Collected data |
"""

PR #259, opened 2025-10-22
Add Foreman development environment

ehelms:
This adds a way to deploy a development environment similar to how the devel boxes in Forklift work. This deploys the backend services as containers to match production, and clones the source code directly to the VM and installs and configures.

In my testing, timing with this to get to a working development setup:

Forklift: 29 minutes
foremanctl: 16 minutes

I think this is a good starting baseline, as it provides a way to develop using our container-based installation that is similar to how developers work today. I'll be exploring other development setups that can be follow-ons to this method. The important bit for me is getting an environment that works within the context of this repository and our containers.

I did try running a development container and mounting the code into the development container. Within the VM environment this proved to be incredibly slow, likely due to the amount of files being shared and the I/O overhead.


development/playbooks/deploy-dev/deploy-dev.yaml
```diff
@@ -0,0 +1,58 @@
...
+            - Direct Rails: http://localhost:3000 (when running)
+
+          Credentials:
+            - Username: {{ foreman_development_admin_user | default('admin') }}
+            - Password: {{ foreman_development_admin_password | default('changeme') }}
+
+          Next steps:
+            - SSH into the VM
+            - Navigate to /home/vagrant/foreman
+            - Run: bundle exec rails server -p 3000 -b 0.0.0.0
```
adamruzicka: Should we also run the webpack watcher or is it handled somehow somewhere else?
```suggestion
            - Run: bundle exec foreman start webpack
            - In another terminal run: bundle exec rails server -p 3000 -b 0.0.0.0
```

ehelms: I thought `foreman start` did this inherently? If not, then I'll definitely add that.

ehelms:
Updates support broker hosts now, for example:

```
ANSIBLE_ASK_PASS=true ./forge deploy-dev --target-host <host> --foreman-development-user ehelms
```

I opened a change to Obsah to support the password ask naturally: https://github.com/theforeman/obsah/pull/91

development/playbooks/deploy-dev/metadata.obsah.yaml
```diff
@@ -0,0 +1,14 @@
+---
+help: |
+  Deploy and manage Foreman development environment with git-based Foreman and containerized backend services.
+
+variables:
+  foreman_development_enabled_plugins:
+    help: List of plugins to enable from registry (comma-separated)
+    default: katello,foreman_remote_execution
```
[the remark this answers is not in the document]
ehelms: Thanks for trying that out, I had not yet. I'll fix it up.

adamruzicka:
If anyone wants to follow along and doesn't have a properly set up machine (like me), here's a handy scriptlet to run this within a container to set up a remote machine (remote from the container's point of view, chances are it could be the machine hosting the container)

Spawn a fedora 42 container
```
podman run -ti --rm fedora:42 bash
```

Inside
```
USER=<remote_ssh_username>
HOST=<remote_hostname>

dnf install -y git python3 python3-virtualenv make

git clone https://github.com/theforeman/foremanctl
cd foremanctl
git fetch origin refs/pull/259/head
git checkout FETCH_HEAD

echo "$HOST ansible_user=$USER" >inventories/$HOST

./setup-environment
source .venv/bin/activate
ANSIBLE_ASK_PASS=true ./forge deploy-dev \
    --target-host $HOST \
    --foreman-development-enabled-plugins="katello,foreman_remote_execution,foreman_ansible,foreman_openscap" \
    --foreman-development-user $USER
```

.github/workflows/devel.yml
```diff
@@ -0,0 +1,63 @@
+---
+name: Devel Test
+
+on:
+  push:
+    branches:
+      - master
+    paths-ignore:
+      - 'container-images/**'
+      - '.github/workflows/container.yml'
```
ekohl: Following https://github.com/theforeman/foremanctl/commit/ef188c7ab78743f8d4a0ac67540ff343c88eae4c
```suggestion
```

development/playbooks/deploy-dev/deploy-dev.yaml
```diff
@@ -0,0 +1,57 @@
...
+            owner: "{{ foreman_database_user }}"
+          - name: "{{ pulp_database_name }}"
+            owner: "{{ pulp_database_user }}"
+        postgresql_users:
+          - name: "{{ candlepin_database_name }}"
+            password: "{{ candlepin_database_password }}"
+          - name: "{{ foreman_database_name }}"
+            password: "{{ foreman_database_password }}"
+          - name: "{{ pulp_database_name }}"
+            password: "{{ pulp_database_password }}"
```
evgeni:
```suggestion
          - name: "{{ candlepin_database_user }}"
            password: "{{ candlepin_database_password }}"
          - name: "{{ foreman_database_user }}"
            password: "{{ foreman_database_password }}"
          - name: "{{ pulp_database_user }}"
            password: "{{ pulp_database_password }}"
```

development/playbooks/deploy-dev/deploy-dev.yaml
```diff
@@ -0,0 +1,57 @@
...
+          - name: "foreman_development"
+            owner: "{{ foreman_database_user }}"
+          - name: "foreman_development_test"
+            owner: "{{ foreman_database_user }}"
+          - name: "{{ pulp_database_name }}"
+            owner: "{{ pulp_database_user }}"
+        postgresql_users:
+          - name: "{{ candlepin_database_name }}"
+            password: "{{ candlepin_database_password }}"
+          - name: "{{ foreman_database_name }}"
```
ekohl: I've found that Foreman needs to be able to recreate the test DB so in practice it needed permissions to do so. Not sure if there's a better way to make them the owner.

development/playbooks/deploy-dev/deploy-dev.yaml
```diff
@@ -0,0 +1,57 @@
...
+            - Foreman UI: https://{{ ansible_fqdn }}
+            - Direct Rails: http://localhost:3000 (when running)
+
+          Credentials:
+            - Username: {{ foreman_development_admin_user | default('admin') }}
+            - Password: {{ foreman_development_admin_password | default('changeme') }}
+
+          Next steps:
+            - SSH into the VM
+            - Navigate to /home/{{ foreman_development_user }}/foreman
```
ekohl:
```suggestion
            - Navigate to {{ foreman_development_foreman_dir }}
```

evgeni:
Use setup python action and explicitly use Python 3.12?

src/requirements.txt
```diff
@@ -1,2 +1,3 @@
 obsah >= 1.4
+passlib
```
evgeni: what is passlib used for in prod?

evgeni: but that's in development, not in prod?

ehelms: Oh, you are right, I didn't notice that.

development/playbooks/deploy-dev/metadata.obsah.yaml
```diff
@@ -0,0 +1,17 @@
...
```
evgeni: I wonder how this will play together with https://github.com/theforeman/foremanctl/pull/188 :)

development/playbooks/deploy-dev/deploy-dev.yaml
```diff
@@ -0,0 +1,58 @@
...
+          - name: "{{ foreman_development_database_name }}_test"
+            owner: "{{ foreman_database_user }}"
+          - name: "{{ pulp_database_name }}"
+            owner: "{{ pulp_database_user }}"
+        postgresql_users:
+          - name: "{{ candlepin_database_user }}"
+            password: "{{ candlepin_database_password }}"
+          - name: "{{ foreman_database_user }}"
+            password: "{{ foreman_database_password }}"
+            role_attr_flags: SUPERUSER
```
evgeni: where is this applied?

docs/development-environment.md
```diff
@@ -0,0 +1,160 @@
...
+
+2. **Access the environment:**
+   - SSH into the VM: `vagrant ssh`
+   - Navigate to Foreman directory: `cd /home/vagrant/foreman`
+   - Start Rails server: `bundle exec foreman start`
+
+3. **Access URLs:**
+   - Foreman UI: `http://$(hostname -f):3000` (development server)
+   - Production-style UI: `https://$(hostname -f)` (via Apache proxy)
+   - Direct Rails server: `http://localhost:3000` (when running locally)
```
evgeni: What's "locally" in this case?

evgeni:
I think overall this makes sense. I posted a ton of comments, but nothing that screams "whoa, don't do this".

Couple of architectural questions that jumped at me:
- What targets do we want to support here? In the vagrant case we default to CentOS Stream 9 boxes, which "just work" for a lot of things. But you also add a `target-host` that basically allows any arbitrary host to become one. And then you add some RHEL-isms that we can't verify in CI here.
- What is the purpose of the plugin settings YAMLs you provide, without any way to adjust them? (I see why we need a katello.yml, but otherwise?)

development/roles/foreman_development/defaults/main.yaml
```diff
@@ -0,0 +1,82 @@
...
+    name: "theforeman/foreman_remote_execution"
+    scm_revision: "master"
+    manage_repo: true
+  foreman_ansible:
+    name: "theforeman/foreman_ansible"
+    settings_template: "foreman_ansible.yaml.j2"
+    scm_revision: "master"
+    manage_repo: true
+  foreman_rh_cloud:
+    name: "RedHatInsights/foreman_rh_cloud"
```
evgeni: This looks like a hallucination ;)

development/roles/foreman_development/defaults/main.yaml
```diff
@@ -0,0 +1,82 @@
...
+    scm_revision: "master"
+    manage_repo: true
```
evgeni: I think by default we should not set neither `scm_version` (this defaulting to whatever the repo has as default), nor `manage_repo` (and having `true` as a default somewhere else).

development/roles/foreman_development/tasks/main.yaml
```diff
@@ -0,0 +1,232 @@
...
+    name: "codeready-builder-for-rhel-{{ ansible_distribution_major_version }}-{{ ansible_architecture }}-rpms"
+    state: enabled
+  when: ansible_distribution == 'RedHat'
+
+- name: Install development packages
+  ansible.builtin.package:
+    name: "{{ foreman_development_packages }}"
+    state: present
+
+- name: Disable firewall for development environment
```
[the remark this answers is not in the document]
ehelms: With some VMs provided through my use of the broker tool, I run into this every time. Which means I think we either:

1. disable it all the time
2. make this support configuring the firewall if it's present

What do you prefer?

docs/development-environment.md
```diff
@@ -0,0 +1,160 @@
...
+- **Pulp Smart Proxy Registration**: Automatically configures Pulp integration during deployment
+
+### Certificates
+
+Development certificates are copied to `/home/vagrant/foreman-certs/`:
+- `proxy_ca.pem` - CA certificate
+- `client_cert.pem` - Client certificate
+- `client_key.pem` - Client private key
+
+## Customization
```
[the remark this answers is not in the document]
ehelms: That's a good question, and not a part I had solved yet. The CLI parameters vs providing a file with variables. This feels like it will lean towards the latter for most use cases to reproduce environments often.

development/playbooks/deploy-dev/deploy-dev.yaml
```diff
@@ -0,0 +1,58 @@
...
+          Access URLs:
+            - Foreman UI: https://{{ foreman_development_url }}
+            - Direct Rails: http://localhost:3000 (when running)
+
+          Credentials:
+            - Username: {{ foreman_development_admin_user }}
+            - Password: {{ foreman_development_admin_password }}
+
+          Next steps:
+            - SSH into the VM: ssh {{ foreman_development_user }}@{{ ansible_fqdn }}
```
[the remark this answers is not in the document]
ehelms: I was torn because `vagrant` won't be used in every case. There is likely no good universal answer here.

development/playbooks/deploy-dev/metadata.obsah.yaml
ehelms: Good question, I can explore switching when we get there. I mostly just want to get people to using this setup.

development/playbooks/deploy-dev/deploy-dev.yaml
ehelms: From my testing, it was being applied magically... but I've made it more explicit.

development/playbooks/deploy-dev/deploy-dev.yaml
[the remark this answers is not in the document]
evgeni: You could do some magic like you do with the `hosts` above: `target_host if target_host is defined and target_host != '' else 'quadlet'`

Or you just do:
```
- SSH into the system
    when using Vagrant: vagrant ssh quadlet
    when using a remote system: ssh {{ foreman_development_user }}@{{ ansible_fqdn }}
```

development/roles/foreman_development/tasks/main.yaml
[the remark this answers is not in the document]
evgeni: Configuring firewalls is hard (and then someone will come and complain we do not support `ferm` or `ufw` or whatever).

Both this and the `codeready` enablement somehow screams for a `./forge make-my-system-less-annoying` (there was a different adjective here before), but this is not good UX so… idk.

Wont block on this, but please note my disliking ;-)

development/roles/foreman_development/defaults/main.yaml
evgeni: Oh, I meant to have `default(true)` in `foreman_development_plugin_manage_repo: "{{ foreman_development_plugin_config.manage_repo | default(true) }}"` in `development/roles/foreman_development/tasks/plugin.yaml`, which you do already!

development/roles/foreman_development/tasks/main.yaml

"""

THE TASK |
From the entries above, tally the lines that contain the string "applied". Report the total and nothing more.

YOUR RESPONSE |
2